The community RAPP brainstem has one wire-level move that does most of its multi-tenancy work:

self.storage_manager.set_memory_context(user_guid)

Before each request handles memory, the storage manager swaps its current_memory_path to point at that user’s namespace: memory/{user_guid}/user_memory.json. After the call, it switches back. Same agent code, N users isolated by directory.

The swarm server takes the same idea and adds a second axis. Now there are two GUIDs per request: swarm_guid (which collection of agents are loaded?) and user_guid (whose memory inside that collection?). The disk layout is just the cross-product:

~/.rapp-swarm/swarms/
  <swarm_a_guid>/
    agents/*.py                   ← swarm A's bundle
    manifest.json                 ← swarm A's name, soul, etc.
    memory/
      shared/memory.json          ← anonymous calls to swarm A
      <user_x_guid>/memory.json   ← user X talking to swarm A
      <user_y_guid>/memory.json   ← user Y talking to swarm A
  <swarm_b_guid>/
    agents/*.py                   ← swarm B's bundle (different agents!)
    manifest.json
    memory/
      shared/memory.json
      <user_x_guid>/memory.json   ← user X talking to swarm B (separate from A)

Two swarms can have completely different agent sets. Swarm A is the sales swarm with HackerNews + LeadScorer + EmailDrafter. Swarm B is the ops swarm with PagerDuty + Datadog + Runbook. They live in the same server process, in different directories, with different tool surfaces.

The same user has different memory in each swarm. User X’s preferences in the sales swarm don’t bleed into the ops swarm. The model never sees one swarm’s memory while serving the other.

The whole isolation story is two GUIDs and a path concatenation. There’s no namespaces concept, no tenant table in a database, no Kubernetes pod per swarm.

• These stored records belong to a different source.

PR #7738, opened 2021-01-23
Add an option for using jump list like tag stack

yegappan:
Port the "jumpoptions" support from NeoVim:

https://neovim.io/doc/user/motion.html#jumplist-stack
https://github.com/neovim/neovim/commit/39094b3faedde9601160806901941e4808925410
https://github.com/neovim/neovim/pull/11530
https://vi.stackexchange.com/questions/18344/how-to-change-jumplist-behavior

PR #13134, opened 2023-09-20
Add an option for using the jump list like tag stack

yegappan:
I am not able to reopen the previous PR (https://github.com/vim/vim/pull/7738).  So opening a new one.

Port the "jumpoptions" support from NeoVim:

https://neovim.io/doc/user/motion.html#jumplist-stack
https://github.com/neovim/neovim/commit/39094b3faedde9601160806901941e4808925410
https://github.com/neovim/neovim/pull/11530
https://vi.stackexchange.com/questions/18344/how-to-change-jumplist-behavior

Based on the feedback in the previous PR, it looks like many people like this option.

Bram wanted a much more elaborate infrastructure (similar to the undo tree) that is based on
timestamps to go back in time to different jump locations.  This will take quite a bit of effort
to implement.  So instead we can with this option for now.

### DIFF
--- a/runtime/doc/motion.txt
+++ b/runtime/doc/motion.txt
@@ -1135,7 +1135,46 @@ When you split a window, the jumplist will be copied to the new window.
 If you have included the ' item in the 'viminfo' option the jumplist will be
 stored in the viminfo file and restored when starting Vim.
 
+							*jumplist-stack*
+When 'jumpoptions' option includes "stack", the jumplist behaves like the tag
+stack.  When jumping to a new location from the middle of the jumplist, the
+locations after the current position will be discarded. With this option set
+you can move through a tree of jump locations. When going back up a branch and
+then down another branch, CTRL-O still takes you further up the tree.
 
+Given a jumplist like the following in which CTRL-O has been used to move back
+three times to location X: >
+
+     jump line  col file/text
+       2  1260    8 mark.c		<-- location X-2
+       1   685    0 eval.c		<-- location X-1
+    >  0   462   36 eval.c		<-- location X
+       1   479   39 eval.c
+       2   213    2 mark.c
+       3   181    0 mark.c
+<
+jumping to (new) location Y results in the locations after the current
+locations being removed: >
+
+     jump line  col file/text
+       3  1260    8 mark.c		<-- location X-2
+       2   685    0 eval.c		<-- location X-1
+       1   462   36 eval.c		<-- location X
+    >
+<
+
+Then, when yet another location Z is jumped to, the new location Y appears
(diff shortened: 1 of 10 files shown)


chrisbra:
thanks. sounds like there is some demand for this, so let me include this.

Shane-XB-Qian:
> sounds like there is some demand for this,

not sure if i had readed or tried correctly, this seems made ctrl-i useless, was that really useful demand or it is a bug of this.

Shane-XB-Qian:
> sounds like there is some demand for this,

not sure if i read or tried correctly, this seems made ctrl-i useless, was that really a useful demand or it is a bug of this.

yegappan:
> > sounds like there is some demand for this,
> 
> not sure if i read or tried correctly, this seems made ctrl-i useless, was that really a useful demand or it is a bug of this.

The CTRL-O/CTRL-I commands to browse the jump list still work.  Note that without this option, if you go back
in the jump list using CTRL-O and then jump to a new location, the new jump location will be added to the end
of the jump list.  Now if you press CTRL-O, it will go to a different location (confusing the users).  With this option,
the jump list will behave like the tag stack.  Please refer to the previous PR for the comments and also you can
try this option out in the latest Vim.

yegappan:
There is a thread in Vi stack exchange about this: https://vi.stackexchange.com/questions/18344/how-to-change-jumplist-behavior

Shane-XB-Qian:
as my understanding, the traditional one maybe a bit messed order after ctrl-o and new jump,
but this added 'stack' one may clear the record, i felt did not it make case be worse?
a.k.a bram said based on timestamp maybe was the right one IF really want to refine.

chrisbra:
Think of it as using the browser based forward/backward navigations. 

This may actually make me use the jumplist, because I always found it to be too confusing where to jump next.

Yes a timestamp based navigation (similar to the undo-stack) may be even more desirable, but we then have to think about additional commands to navigate into the different branches (and it may still be confusing then)

Shane-XB-Qian:
> because I always found it to be too confusing where to jump next

yes, that traditional one sometime made me feel confused too, 
but i may like keeping the jump list history there too, this added 'stack' one made me feel it worse.

chrisbra:
well, if you don't have to use this option.

Shane-XB-Qian:
yes, i did not and would not set it.

but, hi, my point was let's keeping the style which bram or classic vim's style which preferred to add confirmed refined one, vs not a mid-stage of something, a.k.a not just someone said it is `neovim or so-called IDE` style then hurry to add it.
// and i doubt was this really a IDE style?

PR #13140, opened 2023-09-20
Fix more if_python undefined behaviors in casting function pointers

ychin:
Fix remaining issues in the if_python code in casting incompatible function pointers leading to Clang 17 giving runtime errors during UBSAN.


chrisbra:
thanks. I actually did run the various `python` tests yesterday with a clang-17 compiled with sanitizer flags and it did not complain about any thing :/

pheiduck:
I hope this is the last patch we need for clang-17 to run on CI Environment.

PR #14370, opened 2024-03-31
filetype: rock_manifest and config.ld files cannot be recognized

Freed-Wu:
Problem: Rock_manifest and config.ld files cannot be recognized.
Solution: Add a pattern for rock_manifest and config.ld files


chrisbra:
thanks!

PR #14371, opened 2024-03-31
filetype: ldscripts cannot be recognized

Freed-Wu:
Problem: Ldscripts cannot be recognized
Solution: Add a pattern for ldscripts


chrisbra:
thanks.

PR #14373, opened 2024-03-31
Filetype test fails

zeertzjq:
Problem:  Filetype test fails.
Solution: Move detection by name before detection by extension.
          Improve TextChanged test and remove wrong test.


chrisbra:
thanks!

PR #14377, opened 2024-04-01
Improve scrolling behavior and backward compatibility

### LINKED ISSUE #14338: Documentation of CTRL-D/CTRL-U is no longer accurate
@chrisbra after patch 9.1.0215, the following from `:h CTRL-D` is no longer accurate:

    The cursor is moved the same number of lines down in the file

Also, CTRL-D was the only scroll key that would stop at the end of the buffer (https://github.com/neovim/neovim/pull/28100#discussion_r1544476467) instead of scrolling to reveal EOB lines.

We can either:
1. Update the documentation.
2. Try to restore the previous cursor/EOB behavior only for CTRL-D/U.
3. Try to apply the previous cursor/EOB behavior from CTRL-D/U to all page scroll keys if that behavior is considered desirable.

Personally I tend toward 1. or 3., I don't see why these keys should behave differently (other than backward compatibility).

luukvbaal:
Problem:  Support for 'smoothscroll' in (half-)page scrolling
          broke backward compatibility and can be made to work better.
Solution: Restore the previous cursor and end-of-buffer behavior for
          half-page scrolling and make 'smoothscroll' support work
          better in general.

Fix #14338


src/testdir/test_scroll_opt.vim
```diff
@@ -1017,28 +1017,71 @@ func Test_smoothscroll_page()
...
+  " Moving cursor to bottom works on line that doesn't fit with 'smoothscroll'.
+  " Skipcol was adjusted later for cursor being on not visible part of line.
+  setlocal smoothscroll
+  norm zb
+  redraw
+  call assert_equal(520, winsaveview().skipcol)
+
+  bwipe!
+endfunc
 " vim: shiftwidth=2 sts=2 expandtab
```
zeertzjq:
```suggestion

" vim: shiftwidth=2 sts=2 expandtab
```

luukvbaal:
Backward compatibility is largely restored, which can be checked by comparing to the affected test files from before patch 9.1.0211 like so:

    git diff 9ccc2972373c8310c20ae7621b9c634d0dc43e26 -- \*test_diffmode.vim \*test_normal.vim \*test_edit.vim \*test_scroll_opt.vim

The tests also include some changes due to what I believe to bugfixes/behavioral improvements for 'smoothscroll'. I'll review myself one more time tomorrow.

itchyny:
Previously, the mappings keep the column of the cursor. I tested your patch but it moves the cursor to the end of line.

luukvbaal:
Repro steps please.

itchyny:
Open eval.c with `vim src/eval.c`, `20|` to move to column 20, `5<C-d>` to scroll 5 lines. The cursor should be at column 20.

luukvbaal:
Thanks, steps seem to miss `:se nostartofline` but I'll fix it.

src/normal.c
```diff
@@ -5771,6 +5771,15 @@ nv_g_home_m_cmd(cmdarg_T *cap)
...
 	    i = (virtcol - width1) / width2 * width2 + width1;
+
+	// When ending up below 'smoothscroll' marker, move just beyond it so
+	// that skipcol is not adjusted later.
+	if (curwin->w_skipcol > 0 && curwin->w_cursor.lnum == curwin->w_topline)
+	{
+	    int overlap = sms_marker_overlap(curwin, -1);
+	    if (overlap > 0 && i == curwin->w_skipcol)
+		i += overlap;
+	}
```
luukvbaal, line 5782: I think this better matches the documentation for "g0":

    To the first character of the screen line.

And it allows us to use it to move to the beginning of the screen line for page scrolling with 'smoothscroll' and 'startofline' enabled. Which is what I think should happen. Without this change that would cause us to scroll a different amount of lines than requested.

src/move.c
```diff
@@ -3087,73 +3094,125 @@ static int get_scroll_overlap(int dir)
...
-#endif
-    linenr_T	prev_topline = curwin->w_topline;
-    colnr_T	prev_skipcol = curwin->w_skipcol;
+    int		nochange = TRUE;
+    colnr_T	prev_col = curwin->w_cursor.col;
+    colnr_T	prev_curswant = curwin->w_curswant;
+    linenr_T	prev_lnum = curwin->w_cursor.lnum;
+    oparg_T	oa = { 0 };
+    cmdarg_T	ca = { 0 };
+    ca.oap = &oa;
```
luukvbaal, line 3156: This is maybe not ideal but re-using the logic from the normal commands seemed desirable to me. Could refactor to expose some inner functions if that is preferred.

src/testdir/test_scroll_opt.vim
```diff
@@ -453,7 +453,7 @@ func Test_smoothscroll_long_line_showbreak()
       vim9script
       # a line that spans four screen lines
       setline(1, 'with lots of text in one line '->repeat(6))
-      set smoothscroll scrolloff=0 showbreak=+++\ 
+      set smoothscroll scrolloff=0 showbreak=+++\
```
zeertzjq: ?

luukvbaal: Auto remove trailing whitespace...

src/move.c
```diff
@@ -3087,73 +3094,126 @@ static int get_scroll_overlap(int dir)
...
-    {
-	// Scroll at least one full line without 'smoothscroll'.
-#ifdef FEAT_DIFF
-	count -= plines_nofill(curwin->w_topline);
-#else
-	count -= plines(curwin->w_topline);
-#endif
-	scroll_redraw(dir == FORWARD, 1);
+	// Don't scroll if we already know that it will reveal end of buffer lines.
+	int buflen = curbuf->b_ml.ml_line_count;
```
chrisbra: can you move buflen declaration to the beginning of the function?

src/move.c
```diff
@@ -3087,73 +3094,126 @@ static int get_scroll_overlap(int dir)
...
+	if (dir == BACKWARD
+	    || (curwin->w_botline - 1 < buflen)
+	    || (curwin->w_p_sms && curwin->w_botline - 1 == buflen
+		&& curwin->w_skipcol < linetabsize(curwin, buflen)))
+	{
+	    nochange = scroll_with_sms(dir, &count);
+	    validate_botline();
+	    // Hide any potentially revealed end of buffer lines.
+	    if (!nochange && curwin->w_botline - 1 == curbuf->b_ml.ml_line_count)
```
chrisbra: !nochange && curwin->w_botline - 1 == buflen

src/move.c
```diff
@@ -3087,73 +3094,126 @@ static int get_scroll_overlap(int dir)
...
+	    {
+		curwin->w_cursor.lnum = curbuf->b_ml.ml_line_count;
```
chrisbra: same here: `buflen`

src/move.c
```diff
@@ -3087,73 +3094,126 @@ static int get_scroll_overlap(int dir)
...
+	else if (dir == FORWARD)
+	    cursor_down_inner(curwin, count);
+	else
+	    cursor_up_inner(curwin, count);
+	curwin->w_curswant = prev_curswant;
+
+	if (get_scrolloff_value())
+	    cursor_correct();
 #ifdef FEAT_FOLDING
-	// Move cursor to first line of closed fold.
```
chrisbra, line 3136: please leave the comment

src/normal.c
chrisbra: thanks, yes, makse sense

chrisbra (commented):
looks mostly good, I left a few minor comments to be addressed.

There’s just swarms/<a>/memory/<x>/memory.json and swarms/<b>/memory/<x>/memory.json being different files.

How a request gets routed:

def execute(self, swarm_guid, agent_name, args, user_guid):
    agents = self.load_agents(swarm_guid)        # cached after first load
    agent = agents.get(agent_name)
    mem_path = self.memory_path(swarm_guid, user_guid)
    mem_path.parent.mkdir(parents=True, exist_ok=True)
    os.environ["BRAINSTEM_MEMORY_PATH"] = str(mem_path)
    try:
        return {"status": "ok", "output": agent.perform(**args)}
    finally:
        os.environ.pop("BRAINSTEM_MEMORY_PATH", None)

Agent files don’t know about swarms. They don’t know there are other tenants. They read and write BRAINSTEM_MEMORY_PATH like a regular env-var-configured file. The server swaps the env var around each call. The agent contract is unchanged.

Why this scales:

A swarm endpoint hosting 100 swarms with 50 users each (5000 memory namespaces) is just 5000 small JSON files on disk. No database. No connection pool. No cluster. The only shared state is the loaded-agent cache (one entry per swarm, evicted by LRU if you wanted; we currently never evict because agent counts are small).

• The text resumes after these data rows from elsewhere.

PR #14378, opened 2024-04-02
runtime(jq): add support

Freed-Wu:
runtime/filetype.vim contains jq, however its syntax is missing.

### DIFF
--- a/runtime/compiler/jq.vim
+++ b/runtime/compiler/jq.vim
@@ -1,0 +1,28 @@
+" Vim compiler file
+" Language:	jq
+" Maintainer:	Vito C <vito.blog@gmail.com>
+" Upstream:	https://github.com/vito-c/jq.vim
+" Last Change:	2015 Nov 28
+
+if exists('b:current_compiler')
+  finish
+endif
+let b:current_compiler = 'jq'
+
+let s:save_cpoptions = &cpoptions
+set cpoptions&vim
+
+if exists(':CompilerSet') != 2
+  command -nargs=* CompilerSet setlocal <args>
+endif
+if has('unix')
+  CompilerSet makeprg=jq\ -f\ %:S\ /dev/null
+else
+  CompilerSet makeprg=jq\ -f\ %:S\ nul
+endif
+CompilerSet errorformat=%E%m\ at\ \\<%o\\>\\,\ line\ %l:,
+            \%Z,
+            \%-G%.%#
+
+let &cpoptions = s:save_cpoptions
+unlet s:save_cpoptions
--- a/runtime/ftplugin/jq.vim
+++ b/runtime/ftplugin/jq.vim
@@ -1,0 +1,21 @@
+" Vim filetype plugin
+" Language:	jq
+" Maintainer:	Vito C <vito.blog@gmail.com>
+" Upstream:	https://github.com/vito-c/jq.vim
+" Last Change:	2015 Nov 28
+
+if exists('b:did_ftplugin')
+  finish
+endif
+let b:did_ftplugin = 1
+
+let s:save_cpoptions = &cpoptions
+set cpoptions&vim
+
+let b:undo_ftplugin = 'setl commentstring<'
+
+setlocal commentstring=#%s
+compiler jq
+
+let &cpoptions = s:save_cpoptions
+unlet s:save_cpoptions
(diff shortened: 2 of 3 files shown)


zeertzjq:
The compiler and ftplugin files are missing headers, and I think you should also mention that this is taken from <https://github.com/vito-c/jq.vim>.

Freed-Wu:
Thanks, fixed.

clason:
It's not just about the license, you also need to attribute where you took it from in the file (look at other syntax files, e.g. `zig.vim`).

chrisbra:
@Freed-Wu you mention all those people as maintainers for the newly to be included runtime files. Please check with them first, they are actually confortable at  all  with this.

Shane-XB-Qian:
> @vito-c Thanks for you publishing your work in MIT license which allow it is re-distributed. 👍

ahhhhhhh... Western friends maybe nice to directly ask or talk, but @Freed-Wu i think they may wish be respected their work be handled smoothly too, besides those tens of runtime files rush updated now (from you) who you expected them be maintained by whom in the future? :smile:

Freed-Wu:
Firstly we should wait their responses. Then:

- If response is 'I don't allow it is included to vim runtime'. We have to close it.
- If respones is 'OK, I can update it in the future'. We continue.
- If response is 'I support it is included to vim runtime, however I have lose interest', I'll ask for the permission of upstream repo, then update it by mineself.

Shane-XB-Qian:
i meant:
1. it is their work/product, they may need some comfort, vs notify directly, it was not just legal issue, even was allowed.
2. runtime files in official vim usually maintained by those their authors, unless you were permitted and able & keep to maintain them all (if license allowed and they were really No Resp).
3. vim maintainer IF allowed or was happy you to do so? :smile:

Freed-Wu:
You are right. I have added acknowledgments for these PR to thank for their effort. :smile:

Shane-XB-Qian:
anyway, IMO: except those just wrote and maintained from yourself, 
others those left runtime PR tickets better be all marked as 'Draft' and trying to wait their resp.

Freed-Wu:
> be all marked as 'Draft'

Yes, they are drafts.

vito-c:
Hello. I think it would be great to include jq syntax files directly into vim. I have a  few questions about the process though. Who becomes the maintainer of these files? How does the maintainer get notified about issues? I remember when I made some fixes to json syntax awhile back the maintainer was MIA.

chrisbra:
In the current form, you are maintainer. If you want to address issues or have bugs fixed, I'd like you to create a PR with your (approved) changes here.

Shane-XB-Qian:
FYI: updated contribute md link page: https://github.com/vim/vim/discussions/13087#discussioncomment-8992229

vito-c:
@chrisbra @Shane-XB-Qian should I open another PR with the files? Also if no one is stepping up to take care of the json syntax files that seems like something that I could also put on my plate. What are your thoughts?

Shane-XB-Qian:
I think yes. but up to @chrisbra
// and thanks for your resp and taken.

--
shane.xb.qian

Shane-XB-Qian:
I meant:
you can link your new opened PR to this and marked `closes #14378` in its desc.
as for json seems there some dialect version of json, you can check with @chrisbra for that.

--
shane.xb.qian

vito-c:
OK I have a follow up question. If I have a plugin that has syntax files and vim also has syntax files for the same language: then my plugin files should override the builtin ones correct? I just wanted to clarify this so that I could then maintain changes in my local plugin, test them, then port them over. Is there anyway to write unit tests or these?
Thanks!

chrisbra:
Yes this should typically happen, because your local syntax plugin is usually in `~/.vim` runtimepath and comes before the system wide runtime folder from `$VIMRUNTIME`

For unit tests, have a look at the syntax screen tests here: https://github.com/vim/vim/tree/master/runtime/syntax/testdir

Freed-Wu:
> If you rather like some small changes,
> rather like to rework most of it, we can close it and await an updated PR from your side then

So should I make some adjustments or close it to wait the original author's PR?

Freed-Wu:
I create some PR in upstream, Let us wait the original author's PR after accept it :smile:

https://github.com/vito-c/jq.vim/pull/20/files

Throughput is bounded by Python’s stdlib HTTP server (a few hundred req/s on a laptop). For chat-shaped workloads — every agent call comes from one user typing into a UI somewhere — that’s enough for thousands of concurrent users.

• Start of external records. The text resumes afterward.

PR #14380, opened 2024-04-02
runtime(zathurarc): add support

Freed-Wu:


src/testdir/test_filetype.vim
```diff
@@ -823,6 +823,7 @@ def s:GetFilenameChecks(): dict<list<string>>
     yaml: ['file.yaml', 'file.yml', 'file.eyaml', 'any/.bundle/config', '.clangd', '.clang-format', '.clang-tidy', 'file.mplstyle', 'yarn.lock'],
     yang: ['file.yang'],
     yuck: ['file.yuck'],
+    zathurarc: ['zathurarc'],
```
zeertzjq: These keys are sorted alphabetically, so this should be after `z8a`

Freed-Wu: Thanks, fixed.

chrisbra:
just being explicit here: @Freed-Wu you are volunteering to maintain those files?

runtime/ftplugin/zathurarc.vim
```diff
@@ -0,0 +1,22 @@
...
+let b:did_ftplugin = 1
+
+let s:save_cpoptions = &cpoptions
+set cpoptions&vim
+
+let b:undo_ftplugin = 'setlocal comments< commentstring< include< iskeyword<'
+setlocal comments=:#
+setlocal commentstring=#\ %s
+setlocal include=^\sinclude
+setlocal iskeyword+=-
```
chrisbra: are you setting this because of the syntax keywords containing a `-`? In that case please use the `:syn iskeyword` command instead

chrisbra (changes requested):

runtime/ftplugin/zathurarc.vim
Freed-Wu: Fixed.

runtime/ftplugin/zathurarc.vim
```diff
@@ -0,0 +1,21 @@
...
+" Latest Revision:      2024-04-02
+
+if exists('b:did_ftplugin')
+  finish
+endif
+let b:did_ftplugin = 1
+
+let s:save_cpoptions = &cpoptions
+set cpoptions&vim
+
```
Konfekt, line 15: How about adding a [&keywordprg](https://github.com/Konfekt/vim-keyword-lookup/blob/46edeedadac4d30f8764dce1a7d53ceda66cec82/ftdetect/keywordprg.vim#L17)

chrisbra: I suppose you meant line 17 instead?

chdiza: Shouldn't the "URL" field point at some kind of upstream repo, rather than the zathura docs?

Freed-Wu: > some kind of upstream repo

Should be `Upstream:`?

chrisbra: URL should point to your upstream repo if you have one. You can rename the current URL to Documentation I guess.

PR #14381, opened 2024-04-02
runtime(typst): add support

Freed-Wu:


jiangyinzuo:
Seems that these codes come from https://github.com/kaarmu/typst.vim, should we contact the author @kaarmu  ?

chrisbra:
Yes, ideally this should come from the original maintainer (who offers to become maintainer of the runtime file in Vim). 
So @kaarmu please ACK if this is fine with you to distribute together with Vim.

@Freed-Wu I appreciate your effort to make Vim work with more filetypes, but please credit original authors in your contributions  and check with them if they are okay with including it here (also from a license perspective) before submitting PR here. Thanks.

Freed-Wu:
> check with them if they are okay with including it here

OK, will ping them

> also from a license perspective

Which license can indicate it? Many vim plugins use vim license, is it OK?

chrisbra:
Yes, Vim license allows and is prefered. For other licenses, it depends if they allow re-distribution.

Freed-Wu:
> it depends if they allow re-distribution.

As I know it looks like any all of open source license allow re-distribution? So just add a note about its license is MIT or vim or GPL or others is OK, right?

clason:
Even if it's not legally required, it's simply proper etiquette to ask before reusing someone else's work. They may also have good reason for not wishing these files to be included here (e.g., they consider them not ready yet or under active development).

clason:
> Agree. For those files which are updated some years ago, we can think they are stable.

Or abandoned. It's better to ask than to assume.

kaarmu:
Author here. The project is not abandoned and still under WIP since Typst is a relatively new project (only a year old). While I think that the core syntax is _perhaps_ stable enough, I do not think it appropriate to merge the rest of my plugin like this because much of it is experimental.

Licensing aside, I am also a bit confused about the intent here since there's multiple PRs opened, only in the last day, of which @Freed-Wu authored none. As was already mentioned, it would have been nice to have a discussion about it before this PR was made.

If it is okay for the vim maintainers, I would like to close this PR and open another for syntax alone.

Freed-Wu:
> If it is okay for the vim maintainers, I would like to close this PR and open another for syntax alone.

No serious, you are welcome :+1:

When it stops being enough, you switch to Azure Functions with Azure File Storage instead of local disk. Same path layout. Same env var. Same agent code. The wire contract stays /api/swarm/deploy and /api/swarm/{guid}/agent. Your laptop and the cloud become interchangeable backends.

GUID routing on one endpoint is not a workaround for not having Kubernetes. It’s the right primitive for tenant isolation in the chat-shaped problem we’re actually solving.